** Input data follows **

PR #2589, opened 2023-07-18
Closes #2588: Remove BigInt casting from 132 compat and add new compat dir

### LINKED ISSUE #2588: Remove BigInt casting from 132 compat and add new compat dir
Since the bool to bigint casting was added to both the Chapel
side and the Arkouda side, there was a disambiguation error
being hit when the compiler was trying to distinguish between
those two identical signatures. To solve this, compat modules
were added for 1.32, removing the double reference to the
casting method.

bmcdonald3:
Since the bool to bigint casting was added to both the Chapel side and the Arkouda side, there was a disambiguation error being hit when the compiler was trying to distinguish between those two identical signatures. To solve this, compat modules were added for 1.32, removing the double reference to the casting method.

Closes #2588


pierce314159 (approved):
Looks good to me!

Ethan-DeBandi99 (approved):

PR #2590, opened 2023-07-18
Closes #2537:  `array_view_test` conversion for new framework

### LINKED ISSUE #2537: `array_view_test.py` conversion for new test framework
Convert `array_view_test.py` to work in the new test framework. The existing file should be maintained since we will be doing a complete swap once all tests are converted. Only the existing tests need to be converted, there should not be any additional testing that needs to be added.

jaketrookman:
This PR (Closes #2537) updates  `array_view_test` to the new testing framework.

Updated to be parameterized for different dimensioned arrays in a variety of scale.

### DIFF
--- a/PROTO_tests/tests/array_view_test.py
+++ b/PROTO_tests/tests/array_view_test.py
@@ -7,13 +7,13 @@ import pytest
 import arkouda as ak
 
 SHAPE = {
-    4: (2, 2),
+    56: (7, 8),
     30: (5, 3, 2),
-    252: (4, 9, 7),
-    693: (3, 7, 3, 11),
+    27: (3, 3, 3),
+    48: (2, 3, 4, 2),
 }
 
-SIZE = [4, 30, 252, 693]
+SIZE = [56, 30, 27, 48]
 NO_BOOL = [ak.int64, ak.float64, ak.uint64]
 
 
--- a/PROTO_tests/tests/array_view_test.py
+++ b/PROTO_tests/tests/array_view_test.py
@@ -1,9 +1,9 @@
 from itertools import product
 
 import numpy as np
-import arkouda as ak
 import pytest
 
+import arkouda as ak
 
 SHAPE = {
     4: (2, 2),
@@ -13,7 +13,6 @@ SHAPE = {
 }
 
 SIZE = [4, 30, 252, 693]
-TRUTH = [(True, True, True), (False, True, True), (True, False, True), (True, True, False)]
 NO_BOOL = [ak.int64, ak.float64, ak.uint64]
 
 class TestArrayView:
--- a/PROTO_tests/tests/array_view_test.py
+++ b/PROTO_tests/tests/array_view_test.py
@@ -1,0 +1,204 @@
+from itertools import product
+
+import numpy as np
+import arkouda as ak
+import pytest
+
+
+SHAPE = {
+    4: (2, 2),
+    30: (5, 3, 2),
+    252: (4, 9, 7),
+    693: (3, 7, 3, 11),
+}
+
+SIZE = [4, 30, 252, 693]
+TRUTH = [(True, True, True), (False, True, True), (True, False, True), (True, True, False)]
+NO_BOOL = [ak.int64, ak.float64, ak.uint64]
+
+class TestArrayView:
+    @pytest.mark.parametrize("size", SIZE)
+    @pytest.mark.parametrize("num_type", NO_BOOL)
+    def test_mulitdimensional_array_creation(self, size, num_type):
+        n = np.array([[0, 0], [0, 1], [1, 1]])
+        a = ak.array([[0, 0], [0, 1], [1, 1]])
+        assert np.array_equal(n.tolist(), a.to_list())
+        n = np.arange(size).reshape(SHAPE[size])
+        a = ak.arange(size).reshape(SHAPE[size])
+        assert np.array_equal(n.tolist(), a.to_list())
+        n = np.arange(size, dtype=num_type).reshape(SHAPE[size])
+        a = ak.arange(size, dtype=num_type).reshape(SHAPE[size])
+        assert np.array_equal(n.tolist(), a.to_list())
+
+    def test_arrayview_int_indexing(self):
+        nd = np.arange(9).reshape(3, 3)
+        pd_reshape = ak.arange(9).reshape(3, 3)
+        pd_array = ak.array([[0, 1, 2], [3, 4, 5], [6, 7, 8]])
+
+        nd_ind = [nd[i, j] for (i, j) in product(range(3), repeat=2)]
+        reshape_ind = [pd_reshape[i, j] for (i, j) in product(range(3), repeat=2)]
+        array_ind = [pd_array[i, j] for (i, j) in product(range(3), repeat=2)]
+        assert nd_ind == reshape_ind
+        assert nd_ind == array_ind
+
+        with pytest.raises(IndexError):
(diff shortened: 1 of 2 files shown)


tests/array_view_test.py
```diff
@@ -93,17 +93,21 @@ def test_get_bool_pdarray(self):
...
         a[False, True, True] = 5
         self.assertListEqual(n.tolist(), a.to_list())
+        # print(n)
         n[True, False, True] = 6
+        # print(n)
         a[True, False, True] = 6
         self.assertListEqual(n.tolist(), a.to_list())
+        # print(n)
         n[True, True, False] = 13
+        # print(n)
```
jaketrookman, line 110: Forgot to remove these print statements

PROTO_tests/tests/array_view_test.py
```diff
@@ -0,0 +1,204 @@
...
+
+SHAPE = {
+    4: (2, 2),
+    30: (5, 3, 2),
+    252: (4, 9, 7),
+    693: (3, 7, 3, 11),
+}
+
+SIZE = [4, 30, 252, 693]
+TRUTH = [(True, True, True), (False, True, True), (True, False, True), (True, True, False)]
```
TheOddCzar789, line 16: This isn't used anywhere

PROTO_tests/tests/array_view_test.py
```diff
@@ -0,0 +1,204 @@
+from itertools import product
+
+import numpy as np
+import arkouda as ak
+import pytest
```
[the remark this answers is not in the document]
jaketrookman: Updated

PROTO_tests/tests/array_view_test.py
jaketrookman: Updated

Ethan-DeBandi99 (approved):

PROTO_tests/tests/array_view_test.py
pierce314159, line 1: seems like we need to run `black` again on this file

PROTO_tests/tests/array_view_test.py
```diff
@@ -0,0 +1,203 @@
...
+        assert np.array_equal(uav[iind], uav[uind])
+
+    @pytest.mark.parametrize("size", SIZE)
+    def test_set_index(self, size):
+        inav = np.arange(size).reshape(SHAPE[size])
+        unav = np.arange(size, dtype=np.uint64).reshape(SHAPE[size])
+        iav = ak.arange(size).reshape(SHAPE[size])
+        uav = ak.arange(size, dtype=ak.uint64).reshape(SHAPE[size])
+
+        nind = (1,) * inav.ndim
```
jaketrookman, line 76: Extra close review here about what values should be populating this

PROTO_tests/tests/array_view_test.py
```diff
@@ -0,0 +1,203 @@
...
+            # cannot reshape array of size 9 into shape (4,3)
+            ak.arange(9).reshape(4, 3)
+
+    @pytest.mark.parametrize("size", SIZE)
+    def test_int_list_indexing(self, size):
+        N = len(SHAPE[size])
+        iav = ak.arange(size).reshape(SHAPE[size])
+        uav = ak.arange(size, dtype=np.uint64).reshape(SHAPE[size])
+
+        iind = ak.ones(N, dtype=ak.uint64)
```
pierce314159, line 64: we define `N` but only use it once

PROTO_tests/tests/array_view_test.py
```diff
@@ -0,0 +1,203 @@
...
+        uind = ak.cast(iind, np.uint64)
```
pierce314159, line 65: I think one of these (`iind`) is meant to have integer dtype, but they're both `uint` here

PROTO_tests/tests/array_view_test.py
```diff
@@ -0,0 +1,203 @@
...
+            n = np.arange(size).reshape(SHAPE[size])
+            a = ak.arange(size).reshape(SHAPE[size])
+            truth = [True] * N
+            if i > 0:
+                truth[i - 1] = False
+            truth = tuple(truth)
+            n_bool_list = n[truth].tolist()
+            a_bool_list = a[truth].to_list()
+
+            assert n_bool_list == a_bool_list
```
pierce314159, line 103: We don't need to redefine `n` and `a` every time and also there might be a more direct to compute `truth`
```suggestion
        n = np.arange(size).reshape(SHAPE[size])
        a = ak.arange(size).reshape(SHAPE[size])
        for i in range(0, N+1):
            truth = tuple(j != i-1 if i > 0 else True for j in range(N))
            n_bool_list = n[truth].tolist()
            a_bool_list = a[truth].to_list()

            assert n_bool_list == a_bool_list
```

PROTO_tests/tests/array_view_test.py
```diff
@@ -0,0 +1,203 @@
...
+        for i in range(0, N+1):
+            n = np.arange(size).reshape(SHAPE[size])
+            a = ak.arange(size).reshape(SHAPE[size])
+            truth = [True] * N
+            if i > 0:
+                truth[i-1] = False
+            truth = tuple(truth)
+            n[truth] = 7
+            a[truth] = 7
+            assert n.tolist() == a.to_list()
```
pierce314159, line 118: same suggestions for moving `n` and `a` out of loop and constructing truth using a tuple comprehension

pierce314159 (commented):
Not a ton to comment on, this seems pretty close. Good work!

PROTO_tests/tests/array_view_test.py
pierce314159: Yah i think all 1's should be fine, but if we wanted to do random indexing we could do something like this
```python
import random
tuple(random.randint(0,y-1) for y in shape)
```

PROTO_tests/tests/array_view_test.py
jaketrookman: Updated `truth` construction, but keeping `n` and `a` inside the loop to regenerate between each test. Also added a random value to test each time

PROTO_tests/tests/array_view_test.py
jaketrookman: Updated

PROTO_tests/tests/array_view_test.py
jaketrookman: Updated

PROTO_tests/tests/array_view_test.py
jaketrookman: Updated

PROTO_tests/tests/array_view_test.py
jaketrookman: Updated

PROTO_tests/tests/array_view_test.py
```diff
@@ -0,0 +1,201 @@
...
+import numpy as np
+import pytest
+
+import arkouda as ak
+
+SHAPE = {
+    4: (2, 2),
+    30: (5, 3, 2),
+    252: (4, 9, 7),
+    693: (3, 7, 3, 11),
```
pierce314159, line 13: I think we should lower these numbers especially for the ones that have more dimensions. For `test_reshape_order` we do a distinct index for each combination and that can take a while with multi-locale. 
so I would shift the larger dimension sizes to the ones with few dimensions

jaketrookman: Updated

Ethan-DeBandi99 (approved):

PR #2595, opened 2023-07-19
provide client access to arkouda locale memory information

### LINKED ISSUE #2568: Provide client access to arkouda locale memory information
**Feature Description**
The [MemoryMgmt](https://github.com/Bears-R-Us/arkouda/blob/master/src/MemoryMgmt.chpl) module contains logic that determines whether there is sufficient (1) memory allocated to Arkouda to execute the requested command and (2) if not, if there's available memory on the locale host that can be allocated to arkouda to execute the requested command. A user requested the capability for reporting the memory status on each locale, which is a great idea.

**Example Behavior**
ak.get_status() will return (1) memory allocated to arkouda (2) memory used by arkouda within the allocated arkouda memory and (3) available memory on the locale host; this functionality will require a MemoryMgmtMsg module to provide a service endpoint.

**Additional context**
added on behalf of @21771

hokiegeek2:
Closes #2568 

This PR does the following:

1. adds per-locale memory reporting functions in MemoryMgmt and record to encapsulate memory stats for transport to client
2. adds StatusMsg module to enable client access to per-locale memory stats
3. adds client.py method for retrieving per-locale memory stats


src/MemoryMgmt.chpl
```diff
@@ -79,6 +89,44 @@ module MemoryMgmt {
...
+        var line : string;
+
+        var totalMem:uint(64);
+
+        for line in lines do {
+            if line.find('MemTotal:') >= 0 {
+                var splits = line.split('MemTotal:');
+                totalMem = splits[1].strip().strip(' kB'):uint(64);
+            }
+        }
```
Ethan-DeBandi99, line 105: should we add a break after `totalMem` is set to avoid extra iterations that are not necessary?

src/MemoryMgmt.chpl
Ethan-DeBandi99, line 1: @hokiegeek2 - This is not an issue, but want to correct something that I believe I may have informed you incorrectly on. In this case, a map should work fine. Nothing wrong with using the record here, but wanted to let you know. The map generation is only occurring when it will be populated and returned, so it should not cause any of the issues we saw with the metrics use case.

Ethan-DeBandi99 (commented):
Overall, this looks good. One spot I think we can add a break and another comment to correct information I provided based on me misunderstanding the configuration that was being described.

src/StatusMsg.chpl
```diff
@@ -0,0 +1,24 @@
...
+    use MultiTypeSymbolTable;
+    use MultiTypeSymEntry;
+    
+    private config const logLevel = ServerConfig.logLevel;
+    private config const logChannel = ServerConfig.logChannel;
+    const sLogger = new Logger(logLevel, logChannel);
+    
+    /**
+     * 
+     */
```
jaketrookman, line 16: I assume this is left over and can be deleted

src/MemoryMgmt.chpl
hokiegeek2: @Ethan-DeBandi99 gotcha, cool, I'd like to stick w/ the record here since it's strongly typed and we do have multiple object types.

src/MemoryMgmt.chpl
hokiegeek2: @Ethan-DeBandi99 good call, added that, testing once build is complete

src/StatusMsg.chpl
hokiegeek2: @jaketrookman ah, good catch, wanted to add some docs there, will do

src/MemoryMgmt.chpl
hokiegeek2: @Ethan-DeBandi99 Added, please check it out.

Ethan-DeBandi99: Looks good

Ethan-DeBandi99 (approved):
Looks good. Once the doc string is added or the comment is removed, this should be good to go

jaketrookman (approved):

src/MemoryMgmt.chpl
```diff
@@ -74,11 +84,51 @@ module MemoryMgmt {
...
+                memStatuses[here.id] = new LocaleMemoryStatus(total_mem=totalMem,
+                                                              avail_mem=availMem,
+                                                              pct_avail_mem=pctAvailMem:int,
+                                                              arkouda_mem_alloc=getArkoudaMemAlloc(),
+                                                              mem_used=memoryUsed(),
+                                                              locale_id=here.id,
+                                                              locale_hostname=here.hostname);                                      
+            }
+        }
+        return memStatuses;
```
pierce314159, line 130: I was originally trying to add `memStatuses` to the looping var to make things more clear and avoid having to do the `ref` with intent (since that can be racy and cause problems). Something like the following
```chapel
var memStatuses: [makeDistDom(numLocales-1)] LocaleMemoryStatus;

coforall (loc, m) in zip(Locales, memStatuses) {
    on loc {
        var availMem = getAvailMemory();
        var totalMem = getTotalMemory();
        var pctAvailMem = (availMem:real/totalMem)*100:int;

        m = new LocaleMemoryStatus(total_mem=totalMem,
                                  avail_mem=availMem,
                                  pct_avail_mem=pctAvailMem:int,
                                  arkouda_mem_alloc=getArkoudaMemAlloc(),
                                  mem_used=memoryUsed(),
                                  locale_id=here.id,
                                  locale_hostname=here.hostname);                                      
    }
}
// localize memStatuses somehow so it lives on locale0 before returning
return memStatuses;
```
but that requires we distribute and localize `memStatuses`. I think since we only ever access `memStatuses[here.id]`, we won't have any race conditions because two loop iterations won't touch the same section at the same time.

So this is just a roundabout way of saying I think what's here should be fine lol

src/StatusMsg.chpl
pierce314159, line 16: Since this isn't user facing, I don't think it's terribly important to have doc strings. I'm fine with adding them or just deleting the block comment. Adding a suggestion for convenience in case u decide to go the "just delete" path
```suggestion
```

pierce314159 (approved):
Looks good to me!

pierce314159 (approved):

Ethan-DeBandi99 (approved):

PR #2599, opened 2023-07-20
Closes #2541 - DataFrame HDF5 Snapshot Format

### LINKED ISSUE #2541: DataFrame HDF5 Storage
DataFrames are currently written to HDF5 with all of the columns at the root level of the file. This means that in order to maintain the integrity of the DataFrame, it is the only thing that can be saved in the file. This presents some challenges with snapshotting especially because DataFrames must be saved in their own files to allow them to be restored.

The goal here is to begin saving DataFrames with a `dsetname="dataframe"` (similar to all other objects). Then, that `dsetname` will be used to create an HDF5 group. The columns will then be saved under that group.

Columns will still be able to be accessed individually using `/dsetname/column`.

Additionally, we will need to maintain `ak.DataFrame.load` to allow loading an entire file as a DataFrame. `ak.load` and the other read functionality will now return any saved dataframes as DataFrames. Dataframes saved prior to this update will function the same as before with these functions, loading the columns individually.

Ethan-DeBandi99:
Closes #2541 

This PR adds support for saving DataFrame objects to HDF5 as a group so that they can be stored in the same file as other Arkouda objects. This format will only be used for Snapshots. 

The standard storage workflow for DataFrames is maintained as to not impact current workflows for users. If desired, we can expose both methods in the future.

Adds testing for the `ak.DataFrame_to_hdf_snapshot` method for now. This will be replaced once snapshotting is implemented since it will be tested there.

**Supporting Modifications**
- Adds `ak.DataFrame.objType`
- Adds `DATAFRAME` to the `ObjType` enum in the server code
- Adds processing support for `ak.Strings` indexes.
- Updates the existing `ak.DataFrame.from_return_msg` to `ak.DataFrame.from_attach_msg` since it is only used there and in the future the attach will be updated to use the same format as is used in `ak.DataFrame.from_return_msg`.


TheOddCzar789 (approved):
I didn't see any issues...

src/GenSymIO.chpl
```diff
@@ -215,7 +215,7 @@ module GenSymIO {
             else if (akType == ObjType.SEGARRAY || akType == ObjType.CATEGORICAL) {
                 create_str = id;
             }
-            else if akType == ObjType.GROUPBY {
+            else if (akType == ObjType.GROUPBY || akType == ObjType.DATAFRAME) {
                 create_str = id;
             }
```
pierce314159, line 220: could we combine these two if's?

src/HDF5Msg.chpl
```diff
@@ -1905,6 +1998,474 @@ module HDF5Msg {
...
+                                    dtype = getDataType(int);
+                                }
+                                when DType.UInt64 {
+                                    var key_entry = st.lookup(name);
+                                    var key = toSymEntry(toGenSymEntry(key_entry), uint);
+
+                                    // localize permutation and write dataset
+                                    var localkey: [0..#key.size] uint = key.a;
+                                    writeLocalDset(file_id, "/%s/%s".format(group, dset), c_ptrTo(localkey), key.size, int);
+                                    dtype = getDataType(uint);
```
pierce314159, line 2100:
```suggestion
                                    var localkey: [0..#key.size] uint = key.a;
                                    writeLocalDset(file_id, "/%s/%s".format(group, dset), c_ptrTo(localkey), key.size, uint);
                                    dtype = getDataType(uint);
```

src/HDF5Msg.chpl
```diff
@@ -1905,6 +1998,474 @@ module HDF5Msg {
...
+                // write dataframe meta data
+                writeDataFrameMetaData(file_id, group, objType: string, num_cols);
+                C_HDF5.H5Fclose(file_id);
+            } 
+            when MULTI_FILE {
+                var filenames = prepFiles(filename, mode, idx_gen);
+
+                // need to add the group to all files
+                coforall (loc, idx) in zip(Locales, filenames.domain) do on loc {
+                    const localeFilename = filenames[idx];
```
pierce314159, line 2252: why don't we just loop over `filenames` instead looping the domain and then indexing?

pierce314159 (commented):
Few small things

src/GenSymIO.chpl
Ethan-DeBandi99: done

src/HDF5Msg.chpl
Ethan-DeBandi99: done

src/HDF5Msg.chpl
Ethan-DeBandi99: This needs to be done using the domain for proper functionality of the `c_str()` calls.

pierce314159: makes sense!

pierce314159 (approved):
Looks good!

TheOddCzar789 (approved):

jaketrookman (approved):

PR #2601, opened 2023-07-21
Fixes #2579 - Compression when writing bools with Parquet

### LINKED ISSUE #2579: Compression when writing bools with parquet
While working #2539, it seems like we don't have compression support for writing boolean arrays with parquet. We should look into if that is supported by `pyarrow` and if it is we should figure out how to add it

Ethan-DeBandi99:
Closes #2579

This PR removes the specification of `RLE` encoding when writing Parquet files. This was only being done with compression and is not necessary as Parquet will automatically determine the best encoding strategy if one is not specified. This allows `bool` values to be written to Parquet with no issue and does not impact writing of any other types.

Updates existing test framework to verify to test compression specifically with `bool` values.

Updates the `PROTO_tests` of Parquet to test compression on all types.

Updates `pytest_PROTO.ini` test path so that it runs properly without modification.


pierce314159 (approved):
Looks great!

TheOddCzar789 (approved):

jaketrookman (approved):

PR #2604, opened 2023-07-21
Closes #2603: Rework `arange` handling of `uint` and `bigint` arguments

### LINKED ISSUE #2603: rework `arange` handling of `uint` and `bigint` arguments
We need to rework `arange`, right now the chapel code assumes if the arguments aren't `bigint` that they are `int`. This leads to server crash when arguments are `uint`s in the `2**63..2**64` range

for example:
```python
# fits in an int, so it works
>>> ak.arange(15)
array([0 1 2 3 4 5 6 7 8 9 10 11 12 13 14])

# in bigint range, only works if start and stop are specified
>>> ak.arange(2**64, 2**64 + 15)
array(["18446744073709551616" "18446744073709551617" "18446744073709551618" "18446744073709551619" "18446744073709551620" "18446744073709551621" "18446744073709551622" "18446744073709551623" "18446744073709551624" "18446744073709551625" "18446744073709551626" "18446744073709551627" "18446744073709551628" "18446744073709551629" "18446744073709551630"])

# in bigint range but only stop specified, doesn't error but gives incorrect results
>>> ak.arange(2**64 + 15)
array(["0" "1" "2" "3" "4" "5" "6" "7" "8" "9" "10" "11" "12" "13" "14"])

# upper end of uint, start and stop specified is treated as int and gives incorrect results
>>> ak.arange(2**63, 2**63 + 15)
array([-9223372036854775808 -9223372036854775807 -9223372036854775806 -9223372036854775805 -9223372036854775804 -9223372036854775803 -9223372036854775802 -9223372036854775801 -9223372036854775800 -9223372036854775799 -9223372036854775798 -9223372036854775797 -9223372036854775796 -9223372036854775795 -9223372036854775794])

# in upper end of uint, only stop specified causes server crash
>>> ak.arange(2**63 + 15)
```
the server crashes with this error message
```
/Users/pierce/proj/arkouda//src/SymArrayDmap.chpl:58: error: Attempting to allocate > max(size_t) bytes of memory
```

I think we can get around this by using `resolve_scalar_dtype` to determine the type of the arguments. Then we can either pass this to the chpl side and do a select or just get this info from message args

It's worth noting this isn't terrible to workaround (we can just add the `2**63` after the fact), but this should def be handled correctly
```python
>>> ak.arange(15, dtype=ak.uint64) + 2**63
array([9223372036854775808 9223372036854775809 9223372036854775810 9223372036854775811 9223372036854775812 9223372036854775813 9223372036854775814 9223372036854775815 9223372036854775816 9223372036854775817 9223372036854775818 9223372036854775819 9223372036854775820 9223372036854775821 9223372036854775822])

>>> ak.arange(15) + 2**64
array(["18446744073709551616" "18446744073709551617" "18446744073709551618" "18446744073709551619" "18446744073709551620" "18446744073709551621" "18446744073709551622" "18446744073709551623" "18446744073709551624" "18446744073709551625" "18446744073709551626" "18446744073709551627" "18446744073709551628" "18446744073709551629" "18446744073709551630"])
```

pierce314159:
This PR (closes #2603) reworks how arange handles `uint` and `bigint` arguments. This update provides the correct return for something in the `> 2**63` range such as `ak.arange(2**63, 2**63+15)`

Note, we might need to update #2584 to account for this changed test

### DIFF
--- a/arkouda/pdarraycreation.py
+++ b/arkouda/pdarraycreation.py
@@ -15,15 +15,14 @@ from arkouda.dtypes import (
     bigint,
 )
 from arkouda.dtypes import dtype as akdtype
+from arkouda.dtypes import float64, get_byteorder, get_server_byteorder
+from arkouda.dtypes import int64 as akint64
 from arkouda.dtypes import (
-    float64,
-    get_byteorder,
-    get_server_byteorder,
-    int64,
     int_scalars,
     isSupportedInt,
     isSupportedNumber,
     numeric_scalars,
+    resolve_scalar_dtype,
 )
 from arkouda.dtypes import uint64 as akuint64
 from arkouda.pdarrayclass import create_pdarray, pdarray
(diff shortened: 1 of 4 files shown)


arkouda/pdarraycreation.py
```diff
@@ -15,15 +15,14 @@
     bigint,
 )
 from arkouda.dtypes import dtype as akdtype
+from arkouda.dtypes import float64, get_byteorder, get_server_byteorder
```
Ethan-DeBandi99, line 18: If these are not being aliased, is there a reason they were moved from the import 2 lines below?

Ethan-DeBandi99 (commented):
One minor thing. Otherwise, I think this looks all good. Definitely will need to update testing if this is merged before the other PR.

arkouda/pdarraycreation.py
Ethan-DeBandi99: If that is what `isort` is doing let's leave it. Just wanted to check there wasn't some other reason.

Ethan-DeBandi99 (approved):

TheOddCzar789 (approved):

** End of Input data **

→ Exercise details:
Which lines of the data contain the string "allocated"? Copy each one.

→ Result below:
The [MemoryMgmt](https://github.com/Bears-R-Us/arkouda/blob/master/src/MemoryMgmt.chpl) module contains logic that determines whether there is sufficient (1) memory allocated to Arkouda to execute the requested command and (2) if not, if there's available memory on the locale host that can be allocated to arkouda to execute the requested command. A user requested the capability for reporting the memory status on each locale, which is a great idea.
ak.get_status() will return (1) memory allocated to arkouda (2) memory used by arkouda within the allocated arkouda memory and (3) available memory on the locale host; this functionality will require a MemoryMgmtMsg module to provide a service endpoint.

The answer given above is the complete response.